The patient then practices Moment to Moment and Intensive paradoxical relaxation. With the first, the patient is asked to tune into his body as many as 50 times a day. Sometimes, a specialized pager goes off to remind him/her to relax his pelvic floor. In the Intensive mode, the client practices two sessions of 30-45 minutes of deeper states of relaxation per day. As the authors acknowledge, though Jacobson vehemently did not, these forms of relaxation are similar to states achieved through yoga and meditation, certainly familiar to the audience reading this review.
So much of this book, in fact, is familiar to SI practitioners. One chuckles when the authors discuss the possibility, for example, of unexpected emotions arising during myofascial work. Or, shades of the 60’s, the description of chronic pelvic pain as occurring with pelvic muscles are “up” and “tight.” In fact, so much of this book is familiar to structural integration practitioners, it would be easy to dismiss this book as “been there, done that” and move on to more captivating literature. And that would be a mistake.
This book is a bridge between the medical community and the structural integration community. Our attitudes about structure, our concern for myofascial continuity, and our espousal of connection and intimacy with the body are embedded in this book.
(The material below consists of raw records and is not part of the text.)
PR #1733, opened 2020-11-30
Backport quote #1707 and export relationship #1708 fixes to 3.5

### LINKED ISSUE #1705: Cypher export leaves property key with special character (here: $) unquoted

Phoosha:
Fixes #1705 #1706

### DIFF
--- a/src/main/java/apoc/export/cypher/formatter/AbstractCypherFormatter.java
+++ b/src/main/java/apoc/export/cypher/formatter/AbstractCypherFormatter.java
@@ -9,10 +9,7 @@ import org.neo4j.graphdb.*;
 import org.neo4j.helpers.collection.Iterables;
 
 import java.io.PrintWriter;
-import java.util.AbstractMap;
-import java.util.List;
-import java.util.Map;
-import java.util.Set;
+import java.util.*;
 import java.util.concurrent.atomic.AtomicInteger;
 import java.util.function.Function;
 import java.util.stream.Collectors;
@@ -311,10 +308,10 @@ abstract class AbstractCypherFormatter implements CypherFormatter {
 	private void closeUnwindRelationships(String relationshipClause, String setClause, Map<String, Set<String>> uniqueConstraints, ExportConfig exportConfig, PrintWriter out, String start, String end, Map<String, Object> path, Relationship last) {
 		writeUnwindEnd(exportConfig, out);
 		// match start node
-		writeRelationshipMatchAsciiNode(last.getStartNode(), out, start, path, uniqueConstraints);
+		writeRelationshipMatchAsciiNode(last.getStartNode(), out, start, uniqueConstraints);
 
 		// match end node
-		writeRelationshipMatchAsciiNode(last.getEndNode(), out, end, path, uniqueConstraints);
+		writeRelationshipMatchAsciiNode(last.getEndNode(), out, end, uniqueConstraints);
 
 		out.append(StringUtils.LF);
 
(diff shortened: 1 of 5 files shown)


conker84:
@Phoosha can you please take a look to the PR because you missed the right directory there is no `core` directory inside branch `3.5`

Phoosha:
@conker84 Ooops :blush: I meant not to commit those files. Should be fixed. Thanks :+1:

conker84 (approved):
LGTM

PR #1745, opened 2020-12-04
Trying to simplify TTL tests by testing the config on its own

mneedham:
The current tests in TTLMultiDbTest are super flaky. I think a better way to test this functionality is to check that the config used for scheduling is correct.

So I've pulled out the config and created a function that exposes the config for the current database. This makes the tests more deterministic, which will stop them failing almost every build!


conker84 (approved):

conker84:
LGTM thank you!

While our community does not practice intra pelvic work, everything about our approach and thinking is in line with the protocol proposed in this book. In a response to an e-mail, David Wise said that he had received about 40 SI sessions, but not specifically for the problem he had, and that when a myofascial therapist is not available, he recommends Rolfing, i.e., structural integration.
Though as practitioners we will not find anything astoundingly new or dramatic in this book, our clients might. For a potential client that has suffered interminably from pelvic pain, rounds of antibiotics, and seemingly nowhere to turn, this book will seem a godsend. It is obvious from the book’s easy style and concluding chapters of testimony from patients, that it was written for the patient first and for the professional second. A visit to http://www.pelvic painhelp.com /, the website supporting this protocol, will attest to the positive results for many patients, who have, in their healing process, discovered this book and then brought it to the attention of their physicians (another testament to how the internet is not only educating the public but also their doctors). For many, this protocol may result in fundamental lifestyle changes and, for some, profound personal transformations, hallmarks of our work as well.
This book is a point of reference and an opportunity to position our work within the mainstream. For that reason I recommend that the book be purchased and take its proper place on your bookshelf. Despite the fact that Rolfing is mentioned only once, as one of many supporting modalities, one can hear, somewhere in the bowels of this book, the relentless truth of Dr. Rolf’s ideas and vision.